The input
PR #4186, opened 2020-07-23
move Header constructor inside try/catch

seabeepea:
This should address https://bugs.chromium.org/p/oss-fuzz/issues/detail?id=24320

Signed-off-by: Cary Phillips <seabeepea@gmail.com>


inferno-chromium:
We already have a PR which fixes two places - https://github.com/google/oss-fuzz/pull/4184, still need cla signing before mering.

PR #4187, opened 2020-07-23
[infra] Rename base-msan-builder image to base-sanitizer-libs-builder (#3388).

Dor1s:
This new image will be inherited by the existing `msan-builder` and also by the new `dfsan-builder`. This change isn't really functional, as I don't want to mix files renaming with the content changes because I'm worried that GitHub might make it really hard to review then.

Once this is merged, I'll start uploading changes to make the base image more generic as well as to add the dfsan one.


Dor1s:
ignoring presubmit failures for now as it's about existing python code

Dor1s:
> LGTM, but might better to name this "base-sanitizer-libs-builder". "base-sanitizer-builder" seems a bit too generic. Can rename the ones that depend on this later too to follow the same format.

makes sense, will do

Work to complete
Exactly the lines from the one containing "ignoring presubmit failures" through the end of the records above should be returned, with both ends kept.

Your response
ignoring presubmit failures for now as it's about existing python code

Dor1s:
> LGTM, but might better to name this "base-sanitizer-libs-builder". "base-sanitizer-builder" seems a bit too generic. Can rename the ones that depend on this later too to follow the same format.

makes sense, will do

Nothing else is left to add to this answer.